Entonces escribió una nota a lord Henry, diciéndole que volvía a la ciudad para consultar a su médico y pidiéndole que se encargara de atender a sus invitados durante su ausencia. Cuando la metía en el sobre, llamaron a la puerta y el camarero le informó de que el guardabosques deseaba verle. Dorian frunció el ceño y se mordió el labio.
—Hazle pasar —masculló después de unos instantes de vacilación.
En cuanto el hombre entró Dorian sacó su talonario de un cajón y lo extendió ante él.
—Supongo que tu visita obedece al desafortunado incidente de esta mañana, ¿no es así, Thorton? —preguntó cogiendo una pluma.
—Sí, señor —fue la respuesta del guardabosques.
—¿Está casado el pobre hombre? ¿Tenía a alguien a su cargo? —preguntó Dorian sin ocultar su aburrimiento—. De ser así, no quisiera que les faltara de nada y les mandaré la cantidad de dinero que estimes necesaria.
—No sabemos quién es, señor. Por eso me he tomado la libertad de venir a verle.
—¿Que no sabéis quién es? —dijo Dorian sin demasiado interés—. ¿Qué quieres decir con eso? ¿No era acaso uno de tus hombres?

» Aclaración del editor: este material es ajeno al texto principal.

PR #187, opened 2026-07-07
fix(aoco): probe the placeholder column during unique checks

adam8157:
Unique indexes on AOCO tables could miss conflicts and let duplicate keys through, observed in the field as duplicated primary keys after gpfdist loads.

AO unique checks work by probing the block directory for an entry covering the conflicting tid. Within an insert command the real block directory rows are not persisted yet, so the check relies on the placeholder row written at the start of the insert. The writer puts that placeholder on the first non-dropped column, but since 3986f926164 the reader consults the "anchor" column, i.e. the complete column with the smallest eof. Once a bulk load skews the segfile eofs so that the smallest column is no longer the first one (think of a well-compressed constant column), the reader probes a column the placeholder was never written to, finds nothing, and concludes there is no conflict. Both same-command and concurrent-transaction duplicates slip through. AOROW is unaffected: it has a single column group, so writer and reader cannot diverge.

—No, señor. No le había visto antes. Parece un marinero, señor.
A Dorian se le cayó la pluma de la mano y de pronto sintió como si el corazón hubiera dejado de latirle en el pecho.

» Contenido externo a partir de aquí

PR #188, opened 2026-07-07
Fix "out of scanning scope" error on AO/AOCS index fetch concurrent with VACUUM

avamingli:
## Problem

A query doing an index fetch on an AO/AOCS table can fail with

```
ERROR:  Row No. 1675 in segment file No. 2 is out of scanning scope for target relfilenode 24898. (aocsam.c:2267)
```

when a `VACUUM` of the same table runs concurrently. Typical trigger: a
long-running `UPDATE ... FROM <aoco_table>` whose inner side is a bitmap index
scan, overlapping a scheduled `VACUUM` of that table. Reported from a
production system; reproduced on a stock demo cluster in under 2 seconds with
the stress script described below.

## Root cause

Commit 61323b178e ("Initialize lastSequence only for the target scanning
segments during index scan.") narrowed the `lastSequence[]` initialization in
the AO/AOCS fetch descriptor from all 128 possible segnos to only the segfiles
visible in pg_aoseg/pg_aocsseg at initialization time, and turned a hit on any
other segno into the XX000 error above.

The fetch descriptor (and its cached segfile list) is initialized at the
*first fetch* of the scan and lives for the whole scan. While the scan is
running, a concurrent VACUUM compaction (or any concurrent insert) may pick a
**brand-new segfile** as its insertion target. The btree immediately contains
physically visible entries for the moved tuples, so a long-running index fetch
(e.g. a nestloop rescanning its inner bitmap index scan) can return a TID
pointing into a segno that did not exist when the descriptor was initialized →
`lastSequence[segno] == InvalidAORowNum` → spurious XX000.

None of those tuples can be visible to the fetch's snapshot: a segno missing
from the cached list means its first-ever use began after the descriptor was
initialized (initial pg_aoseg/pg_aocsseg entries are frozen on insert, so this
is the only way to miss). Erroring out is wrong; the TID should simply be
treated as not found.

## Fix

In `aocs_fetch()` and `appendonly_fetch()`, fold the
`lastSequence[segno] == InvalidAORowNum` case into the existing
"rowNum beyond lastSequence → return not found" fast path instead of raising
the error. This restores the pre-61323b178e semantics (`ReadLastSequence()`
returned 0 for a segno without a gp_fastsequence entry, silently skipping such
TIDs) while keeping that commit's optimization intact.

## Test

New isolation2 test `uao/index_fetch_while_vacuum` (row + column variants)
reproduces the race deterministically without fault injection:

1. session 1 opens a cursor over a nestloop join with a bitmap index scan
   inner side and pulls one row (`MOVE 1`) — pinning the fetch descriptor and
   its cached segfile list;
2. session 2 deletes ~1/3 of the AO table and runs `VACUUM` — compaction moves
   the surviving tuples into a brand-new segfile (the reader's open snapshot
   keeps the old one in `AWAITING_DROP`);
3. session 1 drains the cursor (`MOVE ALL`) — the rescanning inner index scans
   now return TIDs into the new segfile.

Without the fix both variants fail deterministically (row: appendonlyam.c,
column: aocsam.c); with the fix the cursor returns the exact pre-DELETE row
count.

## Verification matrix

| Check | Before fix | After fix |
|---|---|---|
| Stress repro (3 concurrent sessions: index-fetch UPDATE loop + DELETE/INSERT/VACUUM churn + snapshot holder) | error in **1 s**, 1st reader iteration | clean for **300 s** / ~203 VACUUM cycles, insert segno advanced to 29 |
| Deterministic cursor repro (ao_column) | XX000 every run | no error; row count exact (snapshot-correct, deleted rows still visible to old snapshot) |
| New isolation2 test, ao_row + ao_column | both FAIL (appendonlyam.c / aocsam.c) | both pass |
| `uao/limit_indexscan_inits_row/_column` (test added by 61323b178e — guards its optimization) | — | pass |
| Related suites: `uao/` cursor/compaction/vacuum tests, `uao_crash_compaction_*`, brin | — | pass |
| **Full isolation2 schedule** (demo cluster, 3 primaries + 3 mirrors) | — | **All 303 tests passed** |

### DIFF
--- a/src/backend/access/aocs/aocsam.c
+++ b/src/backend/access/aocs/aocsam.c
@@ -2261,18 +2261,19 @@ aocs_fetch(AOCSFetchDesc aocsFetchDesc,
 
 	Assert(segmentFileNum >= 0);
 
-	if (aocsFetchDesc->lastSequence[segmentFileNum] == InvalidAORowNum)
-		ereport(ERROR,
-				(errcode(ERRCODE_INTERNAL_ERROR),
-				 errmsg("Row No. %ld in segment file No. %d is out of scanning scope for target relfilenode %u.",
-				 		rowNum, segmentFileNum, aocsFetchDesc->relation->rd_node.relNode)));
-
 	/*
 	 * skip if the rowNum is not discoverable:
-	 * 1. rowNum is 0 which is invalid.
-	 * 2. rowNum bigger than lastsequence of the segment.
+	 * 1. the segment file was first used after this fetch descriptor was
+	 *    initialized (lastSequence is InvalidAORowNum): e.g. a concurrent
+	 *    VACUUM compaction picked a brand-new segfile as its insertion
+	 *    target and the index already contains entries for the moved
+	 *    tuples.  None of those tuples can be visible to our snapshot,
+	 *    so treat this as "not found" just like the cases below.
+	 * 2. rowNum is 0 which is invalid.
+	 * 3. rowNum bigger than lastsequence of the segment.
 	 */
-	if (rowNum == 0 || rowNum > aocsFetchDesc->lastSequence[segmentFileNum])
+	if (aocsFetchDesc->lastSequence[segmentFileNum] == InvalidAORowNum ||
+		rowNum == 0 || rowNum > aocsFetchDesc->lastSequence[segmentFileNum])
 	{
 		if (slot != NULL)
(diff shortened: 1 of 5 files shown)


haolinw:
Good catch! LGTM. Thanks for fixing this.

haolinw (approved):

—¿Marinero? —gritó—. ¿Has dicho marinero?
—Sí, señor. Por su aspecto, debía de ser marinero. Tenía tatuados los brazos y esas cosas.

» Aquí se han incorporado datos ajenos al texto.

PR #189, opened 2026-07-08
fix(orca): avoid duplicated rows for percentiles over a grouped subquery

linwen:
ORCA returns duplicated rows when splittable ordered-set aggregates,
such as percentile_cont and percentile_disc, are the only aggregates in
a scalar aggregation and their input is itself a grouped expression.

This is a global ordered-set aggregate over a grouped input, not the
unsupported per-group ordered-set aggregate case: the outer aggregate
has no grouping columns, so it satisfies the existing gp_percentile
split guard. Only the input subquery is grouped.

For example, this query should return a single row, as the
postgres legacy planner does, but ORCA returned one copy of the row per
group of the subquery:

    CREATE TABLE t_metrics (k1 int, m1 numeric, m2 numeric, m3 numeric)
    DISTRIBUTED BY (k1);

    INSERT INTO t_metrics VALUES
        (1, 0.10, 0.20, 0.30), (1, 0.12, 0.18, 0.25), (1, 0.15, 0.22, 0.28),
        (2, 0.50, 0.60, 0.70), (2, 0.55, 0.58, 0.65), (3, 0.90, 0.10, 0.05);

    SELECT percentile_disc(0.5) WITHIN GROUP (ORDER BY m1) AS p50_m1,
           percentile_disc(0.5) WITHIN GROUP (ORDER BY m2) AS p50_m2,
           percentile_disc(0.5) WITHIN GROUP (ORDER BY m3) AS p50_m3
    FROM (SELECT k1, m1, m2, m3 FROM t_metrics GROUP BY 1,2,3,4) s;

Reason: when the project list contains no regular aggregates besides
the ordered-set aggregates, SplitOrderedAggsPrj() handed back the
original input child as the "remaining aggregates" expression. If that
child is itself a GbAgg, as with a GROUP BY or DISTINCT subquery,
PexprInputAggPrj2Join() mistakes it for the GbAgg that computes
remaining regular aggregates and cross-joins it with the one-row
gp_percentile result. That duplicates the output once per input group.

Fix by returning NULL for the remaining-aggregates expression when
there is none, and by checking for NULL in PexprInputAggPrj2Join().
This preserves the existing path for cases with regular aggregates,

—¿Llevaba algo encima? —dijo Dorian, inclinándose hacia delante y mirando al hombre con ojos asustados—. ¿Algo con su nombre?
—Algo de dinero, señor… no mucho. Y un revólver de seis balas. No había ningún nombre. Un tipo de aspecto decente, señor, aunque tosco. Creemos que era marinero.
Dorian se levantó de un salto. Vio revolotear ante sus ojos una terrible esperanza que no dudó en atrapar con un gesto enloquecido.
—¿Dónde está el cuerpo? —exclamó—. ¡Deprisa! Tengo que verlo ahora mismo.
—Está en un establo vacío de la granja, señor. A la gente no le gusta tener esa clase de cosas en casa. Dicen que los cadáveres traen mala suerte.
—¡En la granja! Ve allí enseguida y espérame. Y di a uno de los mozos de cuadras que traigan mi caballo. No, es igual. Iré yo mismo a los establos. Así ganaré tiempo.
No había pasado ni un cuarto de hora y Dorian Gray galopaba veloz por la larga avenida. Los árboles pasaban a su lado en espectral procesión y un bosque de sombras parecía cruzarse en su camino. A punto estuvo de caer al suelo cuando la yegua se desvió bruscamente al esquivar un poste blanco. Dorian le cruzó el cuello con la fusta y el animal surcó el aire oscuro de la noche como una flecha, haciendo volar las piedras con los cascos.
Por fin llegó a la granja. Encontró a dos hombres que haraganeaban en el patio. Dorian saltó al suelo y le arrojó las riendas del caballo a uno de ellos. Vio brillar la luz en el establo más alejado. De pronto sintió como si algo le dijera que era allí donde estaba el cadáver. Corrió hasta la puerta y puso la mano en el pestillo que la mantenía cerrada.
Esperó durante un segundo mientras pensaba que estaba a punto de hacer un descubrimiento que podía salvarle o destruirle la vida. Después abrió de golpe la puerta y entró.
Al fondo del establo, sobre un montón de sacos vacíos, yacía el cadáver de un hombre vestido con una camisa ordinaria y pantalón azul. Un pañuelo sucio le cubría el rostro. Junto a él chisporroteaba una vela de sebo ensartada en una botella.
Dorian Gray se estremeció. Se vio incapaz de levantar el pañuelo con su propia mano y llamó a uno de los mozos para que lo hiciera.
—Quítale eso de la cara. Quiero verle —dijo apoyándose en el quicio de la puerta.
Cuando el mozo así lo hizo, Dorian dio un paso adelante. Un grito de alegría se abrió paso entre sus labios. El hombre que había muerto en el matorral era en efecto James Vane.
Se quedó allí unos minutos, mirando el cadáver. Cuando volvía a casa a lomos de su caballo, tenía los ojos velados por las lágrimas, pues sabía que estaba a salvo.